Von der Josefstadt nach Liechtenstein.
Im Jahr 2012 geriet die Auersperg Real Estate in schwieriges Fahrwasser. Am 24. März berichtete der Kurier, dass die GmbH einen Kredit in Höhe von 1,5 Millionen Euro nicht an die Bank Austria zurückzahlen konnte. Das Palais Auersperg wurde unter Zwangsverwaltung gestellt. Der Kurier bemühte sich damals, die Gesellschafter der GmbH ausfindig zu machen, und stieß auf «zwei Firmen mit Sitz in Liechtenstein». Geschäftsführer sei «ein Holländer». Die Recherche war wohl schwierig: «Er (der Geschäftsführer) war für den Kurier nicht erreichbar. Auch im Firmenbüro im 4. Bezirk hebt niemand ab.»

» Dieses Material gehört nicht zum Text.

Issue #111, opened 2015-02-25
400 Bad Request trying to grant permissions to client when user has same name


jkeiser:
When a user on the server (but not in an org) has the same name as a client in the org, you cannot add that client to the permissions of any object.  It gives you back a 400 instead.  I would expect it to add the permissions (assuming the user isn't also in the org and there is no ambiguity).

This affects chef-provisioning and any client (including the webui) that tries to add permissions to objects.

Detail
------

When I have:
- An organization "foo" with node "bar"
- A user "mario" on the Hosted or Enterprise Chef Server who is not in organization "foo"
- A client "mario" in organization "foo"

And I do a `PUT /organizations/foo/nodes/bar` with:

```json
{
  "read": {
    "actors": [
      "mario",
      "pivotal"
    ]
  }
}
```

I expect the request to succeed and `mario` to have `read` access to `bar`.

Instead, I get this:

```
[2015-02-24T11:38:58-08:00] DEBUG: ---- HTTP Status and Header Data: ----
[2015-02-24T11:38:58-08:00] DEBUG: HTTP 1.1 400 Bad Request
[2015-02-24T11:38:58-08:00] DEBUG: server: ngx_openresty
[2015-02-24T11:38:58-08:00] DEBUG: date: Tue, 24 Feb 2015 19:38:57 GMT
[2015-02-24T11:38:58-08:00] DEBUG: content-type: text/html
[2015-02-24T11:38:58-08:00] DEBUG: content-length: 156
[2015-02-24T11:38:58-08:00] DEBUG: connection: close
[2015-02-24T11:38:58-08:00] DEBUG: x-ops-api-info: flavor=hec;version=12.0.0;oc_erchef=0.29.2
[2015-02-24T11:38:58-08:00] DEBUG: ---- End HTTP Status/Header Data ----
[2015-02-24T11:38:58-08:00] DEBUG: ---- HTTP Response Body ----
[2015-02-24T11:38:58-08:00] DEBUG: <html><head><title>400 Bad Request</title></head><body><h1>Bad Request</h1>Bad Request<p><hr><address>mochiweb+webmachine web server</address></body></html>
[2015-02-24T11:38:58-08:00] DEBUG: ---- End HTTP Response Body -----
```

marcparadise:
[...]

PR #905, opened 2016-08-18
[SPOOL-197] [#111] clients can be added to ACL even if user exist

marcparadise:
This addresses three long-standing issues - see also #111 :

1. when a user exists in the Chef Server, it was not possible to add
   a client to an object's ACL if that client had the same name. The
   logic that retrieved actors based on names obeyed org constraints for
   clients, but looked at the global users list without consideration
   for whether or not the users were members of the organization.  This
   has been corrected, so that the presence of a user anywhere in the
   system can no longer block a same-named client from being added to an
   object's ACL.
2. when an actor being added does not exist or is not in the
   organization, the request would fail with a 400 'missing/invalid actor'
   message. It would not give any indication of which actor(s) caused a
   problem. This has been corrected, and the error message now includes the
   list of actor(s) that could not be added.
3. when an actor being added exists as both an org client and a user,
   the same "400 missing/invalid actor" message would be sent.
   Occurrences of this will be reduced now that we restrict the search
   to users in the org, but can still occur if an org-user shares a name
   with a client.   We have changed this to reply with "422 (Unprocessable Entity)".
   The error message explains that the actor name(s) are ambiguous and
   provides the list of names.

 The next round of updates will expand the acl API to accept and provide
`clients` and `users` attributes.  Using those attributes instead of
`actors` when updating ACLs will give a workaround for the scenario described above (3)
and will be the preferred method for updating ACLs via the API.

Remaining work: 
* [x] there exist no unit tests for `oc_chef_authz_acl`, at minimum add coverage for new  functions.


src/oc_erchef/apps/oc_chef_authz/src/oc_chef_authz_acl.erl
```diff
@@ -182,32 +182,48 @@ has_grant_on(ObjectType, ObjectId, ActorId) ->
...
+        {_, _, Ambiguous}  -> {error, {ambiguous_actor, names_from_records(Ambiguous)}}
     end.
 
+names_from_records(Records) ->
+    [ Name || {Name, _, _} <- Records].
+
+id_from_record({_, UserAuthzId, null}) -> UserAuthzId;
+id_from_record({_, null, ClientAuthzId}) -> ClientAuthzId.
+
+is_missing_actor({_, UserAuthzId, ClientAuthzId}) ->
```
stevendanna: I think our usual style for something like this would be:

```
is_missing_actor({_, null, null}) ->
    true;
is_missing_actor({_, _, _}) ->
   false.
```

The present code is fine and correct though.

src/oc_erchef/apps/oc_chef_authz/src/oc_chef_authz_db.erl
```diff
@@ -182,3 +183,18 @@ fetch_group(#oc_chef_authz_context{reqid = ReqId, server_api_version = ApiVersio
         {error, _} = Error ->
             Error
     end.
+
+find_org_actors_by_name(OrgId, ActorNames) ->
+    case sqerl:select(find_org_actors_by_name, [OrgId, ActorNames]) of
+        {ok, L} when is_list(L) ->
+            % WIP - change this to a record.
```
stevendanna: We are bad at coming back to WIP and TODO comments.  Let's remove this unless we think we are gonna do it in a soon-to-come follow up PR.

src/oc_erchef/apps/oc_chef_wm/src/oc_chef_wm_acl_permission.erl
```diff
@@ -111,15 +111,16 @@ from_json(Req, #base_state{organization_guid = OrgId,
...
-            % We don't actually know which one, so can't use a more specific
-            % message without checking every single object (which we don't yet
-            % do efficiently); we only get back a list of Ids that has a
-            % different length than the list of names we started with.
-            Msg = <<"Invalid/missing actor in request body">>,
-            Msg1 = {[{<<"error">>, [Msg]}]},
-            Req1 = wrq:set_resp_body(chef_json:encode(Msg1), Req),
-            {{halt, 400}, Req1, State#base_state{log_msg = bad_actor}};
+        {ambiguous_actor, Actors} ->
+            Msg = {[{<<"error">>, iolist_to_binary([<<"The actor(s)">>, Actors,
```
stevendanna: We may want to add spaces to the error message, I think as-is this will end up looking like: "The actors(s)actor_1actor_2actor_3exist as both..."

src/oc_erchef/apps/oc_chef_wm/src/oc_chef_wm_acl_permission.erl
```diff
@@ -133,6 +134,8 @@ from_json(Req, #base_state{organization_guid = OrgId,
 
 %% Internal functions
 
+format_actor_list(Actors) ->
+    gTkkkkgT
```
stevendanna: What's this for?

src/oc_erchef/apps/oc_chef_authz/priv/pgsql_statements.config
```diff
@@ -244,3 +246,23 @@
...
+% THere is a special case for pivotal, because pivotal is not a member
+% of any org, but is commonly present in ACLs.
+{find_org_actors_by_name,
+  <<"WITH inputs   AS (SELECT unnest($2::text[]) AS name_in),
+          user_org AS (SELECT username, authz_id AS u_authz_id
+                         FROM org_user_associations, users
+                        WHERE org_id = $1 AND user_id = users.id
+                       UNION
+                       SELECT username, authz_id AS u_authz_id FROM users WHERE username = 'pivotal')
+   SELECT name_in, u_authz_id, clients.authz_id c_authz_id
```
stevendanna: Should this be `SELECT name_in, u_authz_id, clients.authz_id AS c_authz_id`

stevendanna:
Big fan of improved error messages from the API

src/oc_erchef/apps/oc_chef_authz/src/oc_chef_authz_db.erl
marcparadise: There's another 1 or 2 TODOs floating around that's going to wrapped up in a separate PR later today - when putting that one together I'll make sure they're all cleaned when I submit it.

src/oc_erchef/apps/oc_chef_wm/src/oc_chef_wm_acl_permission.erl
marcparadise: Yep, this is one of the times when a TODO would have helped me remember to come back :D Fix in flight.

src/oc_erchef/apps/oc_chef_wm/src/oc_chef_wm_acl_permission.erl
marcparadise: Misbehaving editor artifact, apparently.

src/oc_erchef/apps/oc_chef_authz/priv/pgsql_statements.config
marcparadise: The `AS` is optional, but I'll add it for clarity.

stevendanna: TIL!

tduffield:
Looks sane to me.

src/oc_erchef/apps/oc_chef_authz/src/oc_chef_authz_acl.erl
```diff
@@ -182,32 +185,48 @@ has_grant_on(ObjectType, ObjectId, ActorId) ->
...
+
+fetch_actors(OrgId, ActorNames) ->
+    {ok, Actors} = oc_chef_authz_db:find_org_actors_by_name(OrgId, ActorNames),
+    {Missing, Remaining} = lists:partition(fun is_missing_actor/1, Actors),
+    {Ambiguous, Valid} = lists:partition(fun is_ambiguous_actor/1, Remaining),
+    case {Valid, Missing, Ambiguous} of
+        {Ids, [], []}      -> {ok, [id_from_record(R) || R <- Ids]};
+        {_, Missing, []}   -> {error, {bad_actor, names_from_records(Missing)}};
+        {_, [], Ambiguous} -> {error, {ambiguous_actor, names_from_records(Ambiguous)}};
+        {_, _, Ambiguous}  -> {error, {ambiguous_actor, names_from_records(Ambiguous)}}
```
stevendanna: What's the difference between this case and the proceeding case?

marcparadise: In this case we also have missing values - but we're ranking 'ambiguous' higher  in terms of what we report first since it's harder to fix.  The idea being to prevent giving them a bunch of little things to fix (removing invalid actors), then coming back with the one big thing that either can't or requires a bunch more change - tell about the more complicated issue up front.

stevendanna:
👍 Looks good to me.

PR #906, opened 2016-08-18
Version Bumping

tduffield:
* Use Ubuntu 14.04 as default in omnibus-dev build
* Update Ruby deps to match Chef 12.14.13


.travis.yml
```diff
@@ -51,8 +51,8 @@ install:
   - luarocks install --local lpeg
   - luarocks install --local lua-cjson
   - eval $(luarocks path)
-  - rvm install --binary 2.1.4
-  - rvm use 2.1.4
+  - rvm install --binary 2.3.1
```
marcparadise: Do we need to update the `CHEFDK_GECODE_PATH` for the new version number?  (L39)

marcparadise:
:+1: save the one question, we'll see how travis & pipeline like it...

.travis.yml
tduffield: ChefDK on master is still using Ruby 2.1

omnibus/Gemfile.lock
```diff
@@ -1,19 +1,22 @@
 GIT
   remote: git://github.com/chef/omnibus-software.git
-  revision: 40fbb9d412a2ebc17c06ff34922682de28970127
+  revision: b1a068c75d4eb0833c6c3884f7e0692ab1f29fb1
+  branch: ksubrama/ruby23
```
stevendanna: I'm really not thrilled with the number of projects where we are now on this branch.  We should help get it merged if possible.

src/opscode-expander/Gemfile
```diff
@@ -2,7 +2,7 @@
 source "http://rubygems.org"
 
 gem "amqp", "~> 0.6.7"
-gem "eventmachine", '~> 0.12.10'
+gem "eventmachine", '~> 1.2.0'
```
stevendanna: This is a big jump.  I think we have to do it eventually, but we'll want to keep it in mind if there are expander issues in the near future.

omnibus/Gemfile.lock
tduffield: For sure! I'm going to keep in touch with maintainers :)

stevendanna:
Looks reasonable

src/opscode-expander/Gemfile
tduffield: Yep, I pulled this in from @sersut's #907 change.

PR #907, opened 2016-08-18
Fix chef-server build with clear caches

sersut:
Bumps the included Ruby version to 2.2.5 and eventmachine gem to 1.2.0.

The main reason for this is the version of berkshelf we are picking up requires buff-extensions which requires Ruby version >= 2.2.0. When we bump ruby, the older version of eventmachine can not build against ruby 2.2.X which needs a bump as well.

/cc: @chef/chef-server-maintainers


tduffield:
Closed in favor of #906

PR #908, opened 2016-08-18
Bring in omnibus branch with mysys2 fixes

tduffield:
This is temporary and should be reverted when merged.


stevendanna:
Merge at will :D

In den folgenden Jahren spitzte sich die Lage weiter zu. Ende 2020 wurde das Konkursverfahren über die Auersperg Real Estate eröffnet. Laut Kreditschutzverband gibt es nicht weniger als 16 Gläubiger_innen mit Forderungen in Höhe von 45 Millionen Euro. Der Insolvenzverwalter hat davon knapp 16 Millionen Euro anerkannt. Der Löwenanteil dürfte der Bank Austria gehören – laut Kurier vom 2. März 2021 beansprucht sie Schulden in Höhe von 15,8 Millionen Euro. Gegen die Geschäftsführer der Auersperg Real Estate soll ein Verfahren bei der Wirtschafts- und Korruptionsstaatsanwaltschaft anhängig sein.
Öffentlicher Bedarf.
Bleibt die Frage, ob die Stadt das Palais kaufen könnte. Die wartet das geplante Schätzgutachten des Insolvenzverwalters ab, mit dem der aktuelle Wert des Gebäudes ermittelt werden soll. Ist das Haus zu teuer, wird nicht gekauft. Aber wie wäre es mit Enteignung? Allein wegen der Grünfläche besteht durchaus öffentlicher Eigenbedarf. Dann wäre auch mit dem Dauer-Monopoly Schluss.